Macedonian Warrior
It is by now a well-established belief that what makes a man fight is the bond that he feels with his comrades-in-arms: the men who are his family on the campaign, his emotional support, his ‘confessors,’ and his protectors in the line of battle. He fights with them and for them, and as much as he fears to let them down, he dreads even more the prospect and the stigma of dishonor. But what makes a man wage war is a more complex matter, the result of cultural conditioning and propaganda, of beliefs handed down from generation to generation and revelations of ‘truths’ (many of them fabricated to serve the occasion) that stir even the most indolent to follow the path of the war-god.

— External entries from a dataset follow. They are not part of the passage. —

Issue #1453, opened 2016-09-17
"Country can't be blank" error inserting a new price


alejomo:
I'm trying to add a new price to a product in the Prices tab, I left the selected option "Any country" and is not working, it's showing the "Country can't be blank" error. I debugged the code and "country_iso" attribute is an empty string "", and the backend is asking to allow it empty if is nil. 

https://github.com/solidusio/solidus/blob/054e4bd75c65166d316f3f63be85efb48736bcdb/core/app/models/spree/price.rb#L49-L51

PR #1468, opened 2016-09-24
Convert blank country_iso on prices to nil

mamhoff:
When adding a new price for a product in the admin panel using the
prices tab and not selecting a country for this price ("Any Country"),
the browser will send an empty string as country iso. In the backend,
the intention of this user action is for the price to be saved with a
`country_iso` of `nil`, indicating that it is a fallback price valid
for any country.

This commit converts an empty string `country_iso` to `nil` before
validation, allowing admin users to actually create a new price.

Fixes https://github.com/solidusio/solidus/issues/1453

### DIFF
--- a/core/app/models/spree/price.rb
+++ b/core/app/models/spree/price.rb
@@ -58,6 +58,10 @@ module Spree
       end
     end
 
+    def country_iso=(country_iso)
+      self[:country_iso] = country_iso.presence
+    end
+
     private
 
     def sum_of_vat_amounts
--- a/core/spec/models/spree/price_spec.rb
+++ b/core/spec/models/spree/price_spec.rb
@@ -55,6 +55,12 @@ describe Spree::Price, type: :model do
         it { is_expected.to be_valid }
       end
 
+      context 'when country iso is an empty string' do
+        let(:country_iso) { "" }
+
+        it { is_expected.to be_valid }
+      end
+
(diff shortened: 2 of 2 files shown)


jordan-brough:
Nice, thanks!  Possibly bikeshedding, but would it be more direct to do this in a setter instead of in a `before_validation`?

jordan-brough:
Or even at the controller level rather than the model level?  Just thinking out loud.

mamhoff:
I like the setter idea. I've thought about doing it at the controller level, where it admittedly belongs, but then I view that doing this at the model level is very much the Rails way and would confuse people less if they ever manipulate prices from another, custom controller. 

Will amend.

tvdeyen:
:+1:

jhawthorn:
I don't think this has the intended behaviour if the `country_iso` is being changed.

``` ruby
price = Spree::Price.new
price.country_iso = 'de'
price.country_iso #=> "de"
price.country_iso = nil
price.country_iso #=> "de"
```

I think the setter should be 

``` ruby
self[:country_iso] = country_iso.presence
```

mamhoff:
Thanks @jhawthorn - amended.

jhawthorn:
Great! Thank you

skukx:
Is it possible to merge this fix with past versions of solidus (1.4, 1.3, etc)? and release version bump to gems?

For the Macedonian phalangites, whose service under Alexander would take them to the ends of the known world and separate them from homeland and relatives for a decade or more, if not forever, the motives were manifold, ranging from simple greed and economics to the most lofty idealism. This warrior fought first and foremost because he was expected to, and it never occurred to him to challenge the demands of king and country, or even to question the basic premise that war is an inescapable fact of life. Indeed, he welcomed it as an opportunity to enter the arena of heroes, to test his mettle against the adversary, and to acquire the honor that ennobles all men, no matter how humble their origins. He was, in all likelihood, not highly educated, but he knew by heart the sagas of old, and the remarkable achievements of the Ten Thousand the mercenaries who accompanied the Persian prince Cyrus to Cunaxa (near Babylon) and fought their way back along the valley of the Tigris, through the mountains of Armenia, and eventually to the Greek cities on the Black Sea. But he fought also for economic reasons, in the expectation of plunder, particularly in a campaign against the opulent barbarian. He fought out of reverence for his king, the defining characteristic of his people, and in this case for a king whose name was the byword for victory and daring.